Home Secretary James Cleverly has introduced a series of new measures designed to reduce net migration, targeting those who come to the UK to work or join their family. These include:
- Increasing the minimum salary needed for skilled overseas workers from £26,200 to £38,700.
- Replacing the Shortage Occupation List with a new Immigration Salary List, to be reviewed by the Migration Advisory Committee to reduce the number of occupations on the list. The 20% salary discount for shortage occupation will be ended.
- Restricting overseas care workers from bringing their dependants to the UK.
- Restricting care providers in England so they can only sponsor migrant workers if they are undertaking activities regulated by the Care Quality Commission.
- Raising the minimum income for family visas to £38,700.
- Reviewing the graduate visa route, which allows students to stay for two years after their studies.
- Increasing the immigration health surcharge, paid by foreign nationals who use the NHS, from £624 to £1,035.
The measures come in addition to recent changes to restrict international students from bringing dependents to the UK.
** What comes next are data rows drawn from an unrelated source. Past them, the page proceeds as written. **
Issue #1484, opened 2017-07-22
feature request: SingleMemberAnnotation support


Wreulicke:
In pretty print mode with spoon, 
annotation having only "value" member converts normal annotation.

JDT Core has 3 tree model related to annotation.

* MarkerAnnotation like ( @ RequestMapping)
* SingleMemberAnnotation ( @ RequestMapping("path"))
* NormalAnnotation (@ RequestMapping(value="path"))

May I obtain code used single member annotation ?

I presents before/actual/expected.

* before (spoon process)
```java
class Controller{
    @RequestMapping("get")
    public String get() {
        return "get";
    }
}
```

* after
```java
class Controller{
    @RequestMapping(value = "get")
    public String get() {
        return "get";
    }
}
```

* expected
```java
class Controller{
    @RequestMapping("get")
    public String get() {
        return "get";
    }
}
```

# 

I used below code.
If there is my mistake, could you show me.

```java
public class ProcessorTest {
	@Test
	public void test() {
		SpoonAPI api = new Launcher();
		api.getEnvironment().setAutoImports(true);
		api.getEnvironment().setNoClasspath(true);
		api.getEnvironment().setComplianceLevel(8);
		api.addInputResource("src/test/resources/Controller.java");
		api.setSourceOutputDirectory("spooned");
		api.run();
	}
}
```

monperrus:
closed per #1485

PR #1485, opened 2017-07-22
support single member annotation

Wreulicke:
ref #1484

* only "value" member Annotation converts SingleMemberAnnotation in pretty print.
* fix tests

### DIFF
--- a/src/main/java/spoon/reflect/visitor/DefaultJavaPrettyPrinter.java
+++ b/src/main/java/spoon/reflect/visitor/DefaultJavaPrettyPrinter.java
@@ -378,7 +378,10 @@ public class DefaultJavaPrettyPrinter implements CtVisitor, PrettyPrinter {
 			try (ListPrinter lp = printer.createListPrinter("(", ", ", ")")) {
 				for (Entry<String, CtExpression> e : annotation.getValues().entrySet()) {
 					lp.printSeparatorIfAppropriate();
-					printer.write(e.getKey() + " = ");
+					if ((annotation.getValues().size() == 1 && "value".equals(e.getKey())) == false) {
+						//it is not a default value attribute. We must print a attribute name too.
+						printer.write(e.getKey() + " = ");
+					}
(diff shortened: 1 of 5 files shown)


src/main/java/spoon/reflect/visitor/DefaultJavaPrettyPrinter.java
```diff
@@ -374,9 +374,15 @@ public String toString() {
...
+		if (size == 1 && values.containsKey("value")) {
+			printer.write('(');
+			elementPrinterHelper.writeAnnotationElement(annotation.getFactory(), annotation.getValues().get("value"));
+			printer.write(')');
+		} else if (size > 0) {
 			try (ListPrinter lp = printer.createListPrinter("(", ", ", ")")) {
-				for (Entry<String, CtExpression> e : annotation.getValues().entrySet()) {
+				for (Entry<String, CtExpression> e : values.entrySet()) {
 					lp.printSeparatorIfAppropriate();
 					printer.write(e.getKey() + " = ");
```
pvojtechovsky: Thank You for this PR!
What about simply change only this line like:
```java
if ((annotation.getValues().size() == 1 && "value".equals(e.key())) == false) {
   //it is not a default value attribute. We must print a attribute name too.
   printer.write(e.getKey() + " = ");
}
```
WDYT?

Wreulicke: good.
I will reflect your opinion to this PR.

monperrus:
Hi @Wreulicke, thanks a lot for your PR, it looks really good to me.

are you sure this is 100% compatible? does the Java language specification state something about this equivalence?

pvojtechovsky:
> does the Java language specification state something about this equivalence?

There is following chapter [9.7.3. Single-Element Annotations](http://docs.oracle.com/javase/specs/jls/se7/html/jls-9.html#jls-9.7.3)

monperrus:
thanks a lot!

PR #1488, opened 2017-07-24
perf: print type only once during compiling from Factory

pvojtechovsky:
Assure that CtType is printed only once during compilation from the type ... and may be it is little bit more clear how that compiling from type works


pvojtechovsky:
This is probably not good idea, because it prints all sources before compilation and keeps them till the end - therefore it can consume a lot of memory.

pvojtechovsky:
Note: each type is pretty printed 3 times during compilation. So some kind of caching might make it faster.

Issue #1460, opened 2017-07-02
bug: Comments are probably not parsed well on Mac


pvojtechovsky:
`JDTCommentBuilder#cleanComment` method splits lines by Linux `\n`
```java
String[] lines = comment.split("\n");
```
and then cleans up remaining MS Windows `\r`. I guess that this algorithm will not work on Mac, which uses `\r` as EOL.

The handling of EOL in spoon seems to be not consistent. May be the best would be to 
1) preprocess all parsed java source file and to normalize EOL from `\r\n` and `\r` to Linux `\n`
2) then all internal algorithms in spoon can be easier and may expect that EOL is always `\n`
3) to configure what EOL is used when pretty printing

WDYT?

I am not not going to develop anything here. I just noted that it should be handled somehow during #1455, which is hard for me to test, because I am not able to say what behavior is correct concerning EOL... and Spoon. 

Are there already some rules how EOLs should be handled by Spoon?

pvojtechovsky:
I have checked current implementation and `CtComment#getContent()` [already separates lines by constant](https://github.com/INRIA/spoon/blob/master/src/main/java/spoon/support/compiler/jdt/JDTCommentBuilder.java#L552) "\n" - independent on OS.

So the remaining problem is to fix [bug](https://github.com/INRIA/spoon/blob/master/src/main/java/spoon/support/compiler/jdt/JDTCommentBuilder.java#L536) in comments handling on Mac OS, which are using "\r"

surli:
> So the remaining problem is to fix bug in comments handling on Mac OS, which are using "\r"

Actually "\r" was used on older version of MacOS (9 and below): I'm using Mac and `System.getProperty("line.separator")` returns "\n".

I tried to create a new test in #1679 and it seems to return the documentation correctly.

PR #1489, opened 2017-07-24
review: refactor: remove unused and wrong PrettyPrinter#getPackageDeclaration

pvojtechovsky:
This method is unused and unusable. It's existence avoids refactoring of PrettyPrinter concerning #1460 too.

### DIFF
--- a/src/main/java/spoon/reflect/visitor/DefaultJavaPrettyPrinter.java
+++ b/src/main/java/spoon/reflect/visitor/DefaultJavaPrettyPrinter.java
@@ -1806,6 +1806,7 @@ public class DefaultJavaPrettyPrinter implements CtVisitor, PrettyPrinter {
 	}
 
 	@Override
+	@Deprecated
 	public String getPackageDeclaration() {
 		return printPackageInfo(context.currentTopLevel.getPackage());
 	}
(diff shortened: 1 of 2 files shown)


surli:
> This method is unused and unusable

The Government claims that the new, combined measures could reduce net migration by 300,000.
Responding to the news, British Future Director Sunder Katwala said:
“These measures will have little impact this side of a General Election, as the figures released in May next year will refer to net migration to the end of 2023.
“The next government is likely to inherit lower net migration in any event – as a result of fewer people seeking safety in the UK from the war in Ukraine, and the end of a post-Covid surge in international students.
“They will have to manage the trade-offs between immigration numbers and the need to grow the economy and staff care homes and the NHS.
“They should also look again at the unexpected new changes to family visas. Setting this threshold so high – meaning people will not be able to live with their foreign husband or wife unless they earn £38,700 per year – will have little impact on overall migration numbers but a very significant effect on people’s family lives.
“Getting away from big number targets should be part of that approach – looking instead at the pressures and gains from different flows of migration, on a case-by-case basis, in an annual Immigration Plan.”